Avec une belle nonchalance ou un je ne sais quoi d’élégance rare, Damien Jurado continue de sortir des disques grandioses et modestes, et ce ne sera pas ce What’s New, Tomboy? qui viendra rompre cette belle habitude.
Comment maintenir l’excellence à un tel niveau ? On est en droit de s’interroger quand on tourne son regard dans le rétroviseur face à la discographie exemplaire de Damien Jurado. J’enlève tout de suite de votre esprit ce soupçon, ce doute. Non, Damien Jurado n’a pas la carte du bon client. Non, notre esprit critique ne s’endort pas à chacune des découvertes de nouvelles chansons de l’intéressé mais il faut bien reconnaître qu’un peu à l’image de Ron Sexsmith ou de Mark Eitzel, Damien Jurado construit une oeuvre entre fausse nonchalance et véritable angoisse de chaque détail.
Le natif de Seattle pourrait bien déclamer l’annuaire téléphonique que cela sortirait encore largement du lot des livraisons de disques annuels. Car il faut bien le reconnaître, Damien Jurado est hors-catégorie, il est loin, très loin au-dessus du peloton de tête d’une scène Americana.

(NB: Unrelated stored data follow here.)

PR #194, opened 2021-07-15
Add Incremental Static Generation for chapter pages

osamasayed:
### Summary
The current behavior is that all chapters will be generated at build time. Not only each chapter but each language, and translation as well for each chapter which makes the building process slow. In this PR, we moved away from using SSG and added ISG instead. This will work as follows:

1. The build process will not pre-render any of the chapters's pages.
2. When a page is first requested, a static version of the page will be generated after calling the BE API and then returned to the browser. It will also be cached for any subsequent requests for the same page until the cache validation time expires which is set to 7 days since the data doesn't get updated that frequent.
3. Once the validation time runs out (after 7 days), the first request after that will still be served from the cache (the stale page) and in the background the ISG will trigger a re-generation of the page and in-case it's successful, it will invalidate the old cached version and replace it with the new version so that any subsequent requests to the same page will be served the new cached version. 

### Screenshots

| Before | After |
| ------ | ------ |
| [SSG] | [ISG] |


src/pages/[chapterId].tsx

Avec ce What’s New, Tomboy?, il revient à l’essentiel, à un Back To Basics comme on dit outre-atlantique. Une guitare, quelques accords, parfois ici une boite à rythme et sa voix en falsetto obscurcie par un spleen. Un disque qu’il sera bien difficile de dater dans 30 ou 50 ans tant il n’a que faire des modes, des techniques de production, des gimmicks du temps présent. Comme Dogbowl, comme Bonnie Prince Billy, comme Mark Linkous, Damien Jurado ne vit ni dans le présent ni dans le passé, ni dans la quiétude ni dans l’inquiétude. Il vit à côté du monde, pas vraiment le nôtre ni seulement le sien.
A la fois classique instantané et surprise de chaque instant, What’s New Tomboy ? s’ouvre par un presque (et étonnant) positif Birds Tricked Into The Trees pour mieux en prendre le contre-pied avec le plus dépouillé Ochoa. On rangera assurément le trop discret dans la même catégorie qu’un Cass McCombs ou encore la bande à Kurt Wagner, Lambchop pour cette capacité à créer un désespoir solaire, une tristesse rayonnante, un dialogue forcément intime avec son auditeur. Comme souvent, les chansons de Jurado sont d’abord des noms de personnes et c’est d’autant plus flagrant sur ce nouveau disque, Alice, Francine, Sandra ou encore Frankie, une litanie de prénoms comme autant de personnages qui traversent notre vie et nous racontent une histoire qui ressemble un peu à la nôtre. Des citations qui favorisent l’empathie.
What’s New Tomboy? est un disque ramassé sur lui-même, ramené à l’essence première de la musique de Damien Jurado, les inflexions sensibles et presqu’imperceptibles de sa voix en particulier qui n’en font pas un grand chanteur mais bien plus un immense interprète. C’est peut-être un songwriter génial mais c’est avant tout un créateur de mondes et de scènes de vie qui confinent à la pertinence de la réalité vraie. Il y a chez Jurado quelque chose du conteur, du griot, un griot blanc qui, sans vraiment le dire, pose un regard critique sur notre monde.
What’s New Tomboy ? est aussi un disque absolument cohérent, parfois à la limite du linéaire, dans un jeu savant et dangereux avec la monotonie et l’ennui. Un pas de trop et l’on se désintéresserait de ces formules élégiaques, un pas de côté et on oublierait bien vite ces formules. C’est par son sens de l’économie que Damien Jurado force le respect et maintient notre attention tout au long d’un album concis. Chez d’autres, on baillerait d’ennui, on ne peut que reconnaître l’immense talent d’un artiste, d’un créateur à la modestie proportionnelle à la singularité et la force d’une oeuvre.
Un nouveau disque et peut-être un nouveau chef d’oeuvre pour Damien Jurado. On finit par prendre l’habitude, cela devient lassant, non ? Pour vous peut-être même si j’émets quelques doutes, pour moi sûrement pas.